Grippin, who also runs his own maple sugar bush — a stand of maple trees from which he collects sap — and produces about 500 gallons of syrup, said he again will have the water among his maple products on Maple Weekends on March 21 and 22 and March 28 and 29.


"We think this new product has some potential," said Helen Thomas, New York State Maple Producers Association executive director. "Last year, all the sap came from New York state producers. We featured it at our booth last summer at the State Fair."


New York is the nation's second-largest maple syrup-producing state, behind Vermont.

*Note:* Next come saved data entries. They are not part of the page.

Issue #8131, opened 2023-03-16
Training cards are appearing on top of privacy policies


dianabarsan:
**Describe the bug**
I experienced this on first login with a user, where the instance had both an active training and a privacy policy enabled. 

**To Reproduce**
1. Enable privacy policies.
2. Add a training.
3. Login with a new user.
4. See training on top of privacy policy. 

**Expected behavior**
My guess is that trainings should appear _after_ the user has accepted the privacy policy. 

**Screenshots**
![image](https://user-images.githubusercontent.com/35681649/225690319-fb7ade52-6a72-46cf-9abf-c6e176047f10.png)

**Environment**
- Instance: local
- App: webapp
- Version: 4.2.0

Elsbokk:
Hi, could I pick this up? Thanks!

dianabarsan:
Hi @Elsbokk 
You are very welcome to pick this up! Please let us know if we can assist in any capacity. 
Many thanks for taking an interest!

latin-panda:
Hi @Elsbokk, I found out yesterday that the Privacy Policy component uses the [StartupModalsService](https://github.com/medic/cht-core/blob/master/webapp/src/ts/services/startup-modals.service.ts) to display modals after the policies are accepted. Just in case you haven't seen it before and that this service can help with the task 🙂

Elsbokk:
Hi @latin-panda, I actually saw that last night! Unfortunately, I had to step away from the task for a bit due to an urgent personal matter, but now that I'm back I'm working to resolve it quickly. I've tried the simplest solution of simply treating the training cards in the same way that the startup modal service is being treated, and calling their initialization from the privacy policy component/check. This is actually working just fine, but I think that a more elegant solution would be to specifically use the startup modals service to make that call, as their behavior seems to be very similar.

Elsbokk:
Hi @dianabarsan, I have opened [this pr](https://github.com/medic/cht-core/pull/8201), please take a look whenever it's convenient.

One of the only things that I would like to note is that because I'm using the startup modals service to handle training cards, I've made some small changes to the training cards initialization process so they'll fit in with the rest of the startup modals a little cleaner, visually. 

For reference, this would happen if a training was added before setup is completed:

![training-over-welcome](https://user-images.githubusercontent.com/25468153/233226507-f82c0f8a-47b7-4a13-94e6-991a9e764a53.png)

[...]

PR #8201, opened 2023-04-21
fix(#8131): Display training after privacy policy accepted

Elsbokk:
# Description

In versions prior to 4.3, training cards would appear on top of privacy policies for instances with an active training an a privacy policy enabled. This was partially due to training cards being displayed via the `initForms` method in `app.component.ts`, independent of the status of other elements of the user's session.

This PR presents a solution in which training cards are initialized and displayed alongside the startup modals in `startup-modals.service.ts` (as per @latin-panda's suggestion). In order to display training cards in sequence with the other startup modals, rather than directly above them. 

Like the startup modals, training cards are displayed by `ModalService.show`, and returning this promise to be used in `startup-modals.service.ts` allows for trainings to be displayed in sequence with the other startup modals.

To achieve this, the method `TrainingCardsService.showTrainingCards` was added, which calls `TrainingCardsService.initTrainingCards` and returns a promise that resolves to the "shown" training cards once they are available.

The resulting behavior can be seen below:

https://user-images.githubusercontent.com/25468153/233744078-97ee10b8-ace4-423a-8169-3fa24b48deaa.mp4

medic/cht-core#8131

# Code review checklist

# Compose URLs

* __CHT_CORE_COMPOSE_URL__

# License


webapp/src/ts/app.component.ts
```diff
@@ -277,10 +275,10 @@ export class AppComponent implements OnInit, AfterViewInit {
     // initialisation tasks that can occur after the UI has been rendered
     this.setupPromise = Promise.resolve()
       .then(() => this.chtScriptApiService.isInitialized())
-      .then(() => this.checkPrivacyPolicy())
       .then(() => this.initRulesEngine())
       .then(() => this.initTransitions())
       .then(() => this.initForms())
+      .then(() => this.checkPrivacyPolicy())
```
garethbowen, line 281: I'm curious why this was moved?

garethbowen:
@Elsbokk Very nice, thank you!

It looks like there's some eslint failures on the build (try running `grunt eslint` on your command line).

webapp/src/ts/app.component.ts
Elsbokk: I actually don't remember why that was changed, it must have slipped by me. Doesn't seem like that would really do anything either, reverted to avoid unnecessary confusion.

Elsbokk:
Alright, eslint errors are fixed!

dianabarsan:
Closing in favor of https://github.com/medic/cht-core/pull/8721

Thomas said sap as a beverage could open a new market to maple producers in the state, where only about 1 percent of its available maple trees are tapped. "The water was concentrated in health stores last year, and we expect it to be much bigger in 2015," she said.


And there is room to grow. A search of the association's website, which helps customers find producers, found only one in the state, near Watertown, that was selling its own maple water.


The state has no standards on how maple water is packaged, but that could change. Vertical Water is pasteurized prior to packaging, and has a shelf life of about 18 months. But sap, because it contains sugar, can spoil if left unrefrigerated.


The producers association has asked the state Department of Agriculture and Markets to "develop a standard of identity for maple water, which would include standards on how food products should be made, types of ingredients, and composition of the product," said department spokesman Joe Morrissey. "Talks are preliminary at this point but we are looking into the possibility of creating such a standard."


Anyone with a sugar maple tree in his backyard can tap it and drink the water it collects, said Farrell. "Sap is sterile as it comes out of the tree. Just make sure the bucket is cleaned first," he said. Left out, sap can go bad in about 24 hours.


Vertical Water started as a outgrowth of the Cugnascas' forestry company, Pittsfield-based Feronia Forests, said Valentina Cugnasca.


The company owns timberland in the Adirondacks and the Berkshires in Massachusetts, and several years ago the couple was looking at potential forest products to market.


"We were speaking with a Williams College professor who owned forestland. He managed his land differently, and when we asked what it was worth as an investment, he gave an aesthetic, spiritual answer," said Valentina. "It was about sustainability, and not just a dollar amount. We thought about the social and environmental value of not cutting trees, and we changed our focus. We started looking at sustainable forest products, like maple, mushrooms, honey, and ginseng."


And since Paulo Cugnasca had first tasted maple sap about 40 years ago, when he was rabbit hunting in a Vermont sugar bush, the idea of sap seemed reasonable.


"The first written record of sap drinking in North America comes in 1551 from a French explorer, who wrote, 'You won't believe what the natives are drinking,'' he said.


In the spring of 2012, the couple did maple water testing using Nalgene bottles at a sugar bush in Geneva, on Seneca Lake in the Finger Lakes. They test marketed the water that spring in Massachusetts and were encouraged by the response.


In 2013, the couple shipped maple sap to a Texas bottling facility for testing and found that it could last safely unrefrigerated on a store shelf. The next year, they launched Vertical Water into stores.


"We think that we are a mission-driven company, with a mission that is also healthy and delicious," said Valentina Cugnasca.